> _Task statement_
Keep to one stretch of the data below, the lines from the one with "This doesn't seem" up to and including the one with "feat(watch): allow non-Clone channel values", and return that stretch exactly.

> _Source data_

▬▬▬

Issue #272, opened 2026-09-03
Explore a higher-level task group primitive


tisonkun:
## Context

`WaitGroup` is a low-level lifetime barrier: cloned RAII handles represent outstanding work, and waiters observe when all handles are gone. It deliberately does not own tasks, collect results, propagate errors, or define cancellation and parent-child relationships.

Some use cases need a higher-level abstraction for a group of related asynchronous tasks. That should be designed as a separate primitive rather than changing `WaitGroup`. `ForkJoin` was an initial placeholder, not a proposed public name.

## Ecosystem survey

- Rust's [`tokio::task::JoinSet<T>`](https://docs.rs/tokio/latest/tokio/task/struct.JoinSet.html) owns runtime-spawned tasks, yields homogeneous results in completion order, and aborts remaining tasks when dropped. It is primarily controlled by one mutable collection owner.
- Rust's [`tokio_util::task::TaskTracker`](https://docs.rs/tokio-util/latest/tokio_util/task/task_tracker/struct.TaskTracker.html) is cloneable and supports registration without mutable access. Waiting requires the tracker to be both closed and empty; completed tasks release their storage immediately, results are not retained, and dropping the tracker does not abort tasks.
- Go's [`errgroup.Group`](https://pkg.go.dev/golang.org/x/sync/errgroup) groups goroutines belonging to one operation, waits for them, returns the first non-nil error, can cancel a derived context on failure, and optionally limits concurrency.
- Java's [`StructuredTaskScope`](https://docs.oracle.com/en/java/javase/26/docs/api/java.base/java/util/concurrent/StructuredTaskScope.html) makes one owner responsible for a lexical task scope. It forks subtasks, joins them under an explicit policy, prevents new forks after joining, and closes by cancelling and waiting for unfinished subtasks.
- Swift's [`TaskGroup`](https://developer.apple.com/documentation/swift/taskgroup) is a non-escaping structured scope for dynamically created child tasks. Children inherit parent context, results form an asynchronous sequence, and the scope cannot return while children remain.
- Kotlin's [`coroutineScope`](https://kotlinlang.org/api/kotlinx.coroutines/kotlinx-coroutines-core/kotlinx.coroutines/coroutine-scope.html) establishes a parent-child task tree: the parent waits for children, while failure and cancellation propagate through the scope.

[...]

PR #308, opened 2026-09-13
feat: add task group

Colerar:
## Summary

This PR implements the first `TaskGroup` proposed in the issue discussion.

Issue: #272

The design rationale and alternatives are discussed in [this issue comment](https://github.com/apache/asyncband/issues/272#issuecomment-5636767531).

## Main API

```rust
let (mut group, registrar) = TaskGroup::new();

let first = tokio::spawn(registrar.track(worker_a()).unwrap());
let second = tokio::spawn(registrar.track(worker_b()).unwrap());

group.close();

while let Some(output) = group.join_next().await {
    process(output);
}

first.await.unwrap();
second.await.unwrap();
```

## Scope of this PR

This version intentionally does not provide:

- cancellation or a cancellation token
- forced interruption or task abortion
- `try_join()`, `race()`, or `race_ok()` result policies
- bounded concurrency or output backpressure
- multiple result consumers


tisonkun (changes requested):
This doesn't seem like a common primitive. When would you need such a primitive?

I may consider this `join`-alike primitive a subset of https://docs.rs/futures-concurrency.

While I may consider to include some functions of `futures-concurrency` in asyncband, it doesn't look like in this form:

1. Why close?
2. Why all tasks must output the same type `T`?

I may expect some real world use cases for motivation and would consider if we can have a more generic/unified form as `futures-concurrency` has already designed.

PR #313, opened 2026-09-14
feat(watch): allow non-Clone channel values

### LINKED ISSUE #311: Relax the Clone bound on watch channel construction
## Motivation

`watch::channel` currently requires `T: Clone`, although constructing the channel and publishing values do not clone the payload. This prevents callers from using non-Clone state with the existing publication, replacement, and change-notification APIs.

Only the owning read methods, `Receiver::get` and `Receiver::recv`, need `T: Clone`. Their method-level bounds already express that requirement.

## Proposed change

Relax the constructor from:

```rust
pub fn channel<T: Clone>(initial: T) -> (Sender<T>, Receiver<T>)
```

to:

```rust
pub fn channel<T>(initial: T) -> (Sender<T>, Receiver<T>)
```

Keep the existing `T: Clone` bounds and return types on `Receiver::get` and `Receiver::recv`. Construction, `send`, `send_replace`, subscription, handle cloning, `has_changed`, and `changed` should be usable with a non-Clone payload.

This is a compatible relaxation: existing callers retain the same types and behavior. It does not introduce borrowed reads or change the channel to store or return `Arc<T>`; callers can already select `T = Arc<State>` when they want shared owning snapshots.

## Implementation and validation

- Update the [constructor](https://github.com/apache/asyncband/blob/8d6db15d7b1f9c9b0631c347ed7492587654e3b3/asyncband/src/watch/mod.rs#L93) and document that only owning reads require Clone.
- Add focused coverage using a payload that does not implement Clone. Exercise publishing and observing a change, and verify that `send_replace` returns ownership of the previous value. Existing [Watch integration tests](https://github.com/apache/asyncband/blob/8d6db15d7b1f9c9b0631c347ed7492587654e3b3/tests-integration/tests/watch_test.rs) provide the test style and cover existing Clone-based behavior.
- Use deterministic coordination for any pending-wait coverage, and run the applicable `cargo x` checks.
- Record the newly supported use with non-Clone values in the changelog.

The constructor is in [`asyncband/src/watch/mod.rs`](https://github.com/apache/asyncband/blob/8d6db15d7b1f9c9b0631c347ed7492587654e3b3/asyncband/src/watch/mod.rs); the owning-read bounds are already localized on [`get` and `recv`](https://github.com/apache/asyncband/blob/8d6db15d7b1f9c9b0631c347ed7492587654e3b3/asyncband/src/watch/mod.rs#L268).

TayfurYldz:
## Summary

- relax `watch::channel` so construction, publication, replacement, subscription, and change tracking do not require `T: Clone`
- keep `Clone` localized to `Receiver::get` and `Receiver::recv`
- add focused integration coverage with a non-`Clone` payload, including `send_replace` ownership
- document the contract and changelog entry

Closes #311.

## Testing

Repository CI is the authoritative validation for `cargo x lint`, `cargo x check`, `cargo x bench --no-run`, `cargo x test --no-capture`, and Miri.


asyncband/src/watch/mod.rs
```diff
@@ -81,6 +81,8 @@ use crate::internal::wakerset::WakerToken;
 /// Creates a watch channel with an initial value.
 ///
 /// The receiver returned by this function considers the initial value already observed.
+/// The value type does not need to implement `Clone` for construction, publication, or change
+/// notification. Only owning reads through [`Receiver::get`] and [`Receiver::recv`] require it.
```
tisonkun:
```suggestion
```

Too many deatils.

tests-integration/tests/watch_non_clone_test.rs
tisonkun, line 1: Is this really needed?

tisonkun (approved):
Thanks for your contribution @TayfurYldz !

Merging...

Issue #303, opened 2026-09-11
Explore release automation with Apache Trusted Releases and weekly candidates


tisonkun:
## Motivation

Reduce the manual work in the Asyncband release lifecycle by exploring Apache Trusted Releases (ATR) integration and a weekly release attempt when new commits are available.

Asyncband already uses crates.io Trusted Publishing for approved final tags. This work concerns candidate preparation, source-artifact signing and staging, voting, and the handoff to that existing publication workflow.

OpenDAL provides useful references: [weekly candidate preparation](https://github.com/apache/opendal/blob/af11b6ee9ad1e4df1ff7b1e61156b1f3c4a74357/.github/workflows/weekly_release.yml), [ATR composition](https://github.com/apache/opendal/blob/af11b6ee9ad1e4df1ff7b1e61156b1f3c4a74357/.github/workflows/release-compose.yml), and [release lifecycle synchronization](https://github.com/apache/opendal/blob/af11b6ee9ad1e4df1ff7b1e61156b1f3c4a74357/.github/workflows/release_lifecycle.yml). Adapt the relevant parts to Asyncband's release process.

## Scope to explore

- Define a weekly source cutoff and comparison baseline. Skip runs without new commits and avoid duplicate candidates when a release is already being prepared or voted on. Decide how to handle new commits during an active vote.
- Prepare a reviewable version and changelog update, including pre-1.0 breaking changes, using the existing `cargo x` checks and semver workflow.
- Evaluate [ATR Trusted Publishing](https://releases.apache.org/docs/trusted-publishing): reproducible artifacts, project signing keys, and permitted compose/vote/finish workflows. Its ASF configuration is separate from the already configured crates.io OIDC publishing.
- Preserve the [Incubator's PPMC and IPMC approval process](https://incubator.apache.org/policy/incubation.html#releases). Verify ATR's two-round podling workflow and the remaining release-manager decisions; OpenDAL's PMC workflow is not a direct substitute.
- Track the source and release commits, version, RC tag, artifact digests, and ATR revision. Retries should resume the same candidate and retain the exact voted artifacts.
- Evaluate ATR staging and [approved source publication](https://releases.apache.org/docs/promoting-to-release), then connect successful IPMC approval to the final tag and protected crates.io publication. Handle partial successes before retrying.

## Proposed delivery

[...]

PR #318, opened 2026-09-15
ci: prepare reproducible source archives for automated signing

Xuanwo:
## Summary

Prepare Asyncband's source-signing workflow for an ASF Infra-managed `GPG_SECRET_KEY` request and ASF Security review, following the [automated release signing procedure](https://infra.apache.org/release-signing.html#automated-release-signing). Related to #303.

A single trusted job packages the committed source with `git archive --format=tar.gz -9`, writes its SHA-512 checksum with `shasum`, and optionally signs and verifies the archive with GPG. PRs and default manual runs produce unsigned artifacts. After provisioning, the release manager manually runs **Source candidate** on `apache/asyncband`'s `main` branch with **sign** enabled and downloads the `signed-source` GitHub Actions artifact. ATR upload is a follow-up integration; this workflow does not stage candidates, start votes, create tags, or publish releases.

▬▬▬

> _Solved problem_
This doesn't seem like a common primitive. When would you need such a primitive?

I may consider this `join`-alike primitive a subset of https://docs.rs/futures-concurrency.

While I may consider to include some functions of `futures-concurrency` in asyncband, it doesn't look like in this form:

1. Why close?
2. Why all tasks must output the same type `T`?

I may expect some real world use cases for motivation and would consider if we can have a more generic/unified form as `futures-concurrency` has already designed.

PR #313, opened 2026-09-14
feat(watch): allow non-Clone channel values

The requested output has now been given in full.